Exercise description:
In the records below, the line with "- [ ] test python code generation" opens the range and the line with "- motivating example: #1968" closes it; print that range exactly and nothing else.

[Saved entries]

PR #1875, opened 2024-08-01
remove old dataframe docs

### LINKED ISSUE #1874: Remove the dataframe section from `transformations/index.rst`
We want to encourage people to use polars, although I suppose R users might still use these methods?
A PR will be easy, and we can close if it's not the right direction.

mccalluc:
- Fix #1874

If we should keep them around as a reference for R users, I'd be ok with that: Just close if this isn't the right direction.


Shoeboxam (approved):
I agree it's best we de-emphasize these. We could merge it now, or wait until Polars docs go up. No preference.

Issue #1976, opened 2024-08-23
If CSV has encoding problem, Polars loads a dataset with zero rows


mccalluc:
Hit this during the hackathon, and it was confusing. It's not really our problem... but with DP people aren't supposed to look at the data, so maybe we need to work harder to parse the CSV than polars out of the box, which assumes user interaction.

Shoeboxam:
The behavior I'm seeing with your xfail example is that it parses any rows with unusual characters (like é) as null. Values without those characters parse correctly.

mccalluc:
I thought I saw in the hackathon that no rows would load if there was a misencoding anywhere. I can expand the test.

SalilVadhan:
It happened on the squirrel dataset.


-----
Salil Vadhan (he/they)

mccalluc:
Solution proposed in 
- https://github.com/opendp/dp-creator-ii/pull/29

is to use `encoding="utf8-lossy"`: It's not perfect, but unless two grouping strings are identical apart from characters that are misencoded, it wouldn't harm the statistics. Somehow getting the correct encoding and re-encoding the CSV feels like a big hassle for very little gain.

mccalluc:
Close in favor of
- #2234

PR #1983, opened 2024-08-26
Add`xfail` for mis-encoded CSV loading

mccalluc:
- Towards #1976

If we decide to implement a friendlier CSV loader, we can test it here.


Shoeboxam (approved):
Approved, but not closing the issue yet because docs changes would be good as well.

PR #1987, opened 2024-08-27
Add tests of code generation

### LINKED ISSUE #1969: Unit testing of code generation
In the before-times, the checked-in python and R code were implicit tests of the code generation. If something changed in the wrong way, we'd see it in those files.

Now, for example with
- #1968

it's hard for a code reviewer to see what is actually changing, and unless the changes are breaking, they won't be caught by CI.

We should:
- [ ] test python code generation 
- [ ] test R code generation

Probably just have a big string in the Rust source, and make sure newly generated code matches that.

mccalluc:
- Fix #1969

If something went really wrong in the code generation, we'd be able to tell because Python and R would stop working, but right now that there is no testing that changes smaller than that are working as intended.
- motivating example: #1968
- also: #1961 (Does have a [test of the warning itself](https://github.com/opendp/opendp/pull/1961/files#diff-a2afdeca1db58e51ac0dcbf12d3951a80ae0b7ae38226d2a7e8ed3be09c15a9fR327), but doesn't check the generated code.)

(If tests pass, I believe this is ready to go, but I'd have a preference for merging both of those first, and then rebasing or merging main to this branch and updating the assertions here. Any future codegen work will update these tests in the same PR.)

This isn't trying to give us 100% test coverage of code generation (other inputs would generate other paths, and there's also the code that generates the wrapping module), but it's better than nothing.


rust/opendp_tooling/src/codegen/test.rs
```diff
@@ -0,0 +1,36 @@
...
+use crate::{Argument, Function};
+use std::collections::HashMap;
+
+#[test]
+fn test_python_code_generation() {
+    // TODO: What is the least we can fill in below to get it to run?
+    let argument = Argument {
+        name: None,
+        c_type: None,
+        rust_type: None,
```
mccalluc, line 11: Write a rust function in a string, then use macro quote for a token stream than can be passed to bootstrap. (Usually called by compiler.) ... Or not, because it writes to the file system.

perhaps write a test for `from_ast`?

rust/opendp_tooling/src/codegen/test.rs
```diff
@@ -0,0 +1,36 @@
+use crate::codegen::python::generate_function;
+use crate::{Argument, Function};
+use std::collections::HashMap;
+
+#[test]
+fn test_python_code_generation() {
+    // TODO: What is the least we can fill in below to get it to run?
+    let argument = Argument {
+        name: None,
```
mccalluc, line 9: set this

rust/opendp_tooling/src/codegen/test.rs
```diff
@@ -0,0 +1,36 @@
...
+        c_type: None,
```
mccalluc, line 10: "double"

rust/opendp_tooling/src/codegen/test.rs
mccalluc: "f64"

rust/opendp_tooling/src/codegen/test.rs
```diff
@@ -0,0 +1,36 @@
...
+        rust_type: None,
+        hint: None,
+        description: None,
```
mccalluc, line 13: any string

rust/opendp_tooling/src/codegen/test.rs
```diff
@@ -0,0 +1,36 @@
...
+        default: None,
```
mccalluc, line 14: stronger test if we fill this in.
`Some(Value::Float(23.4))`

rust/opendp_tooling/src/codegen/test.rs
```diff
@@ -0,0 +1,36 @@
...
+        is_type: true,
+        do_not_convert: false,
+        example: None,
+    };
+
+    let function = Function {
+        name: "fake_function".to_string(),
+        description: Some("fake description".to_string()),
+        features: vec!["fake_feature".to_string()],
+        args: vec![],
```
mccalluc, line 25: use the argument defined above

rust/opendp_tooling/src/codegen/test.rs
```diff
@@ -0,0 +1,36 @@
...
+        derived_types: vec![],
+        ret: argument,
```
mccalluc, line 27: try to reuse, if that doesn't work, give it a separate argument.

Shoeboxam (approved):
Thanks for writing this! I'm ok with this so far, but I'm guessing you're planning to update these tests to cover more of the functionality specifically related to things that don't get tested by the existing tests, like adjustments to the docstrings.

Response to the task:
- [ ] test python code generation 
- [ ] test R code generation

Probably just have a big string in the Rust source, and make sure newly generated code matches that.

mccalluc:
- Fix #1969

If something went really wrong in the code generation, we'd be able to tell because Python and R would stop working, but right now that there is no testing that changes smaller than that are working as intended.
- motivating example: #1968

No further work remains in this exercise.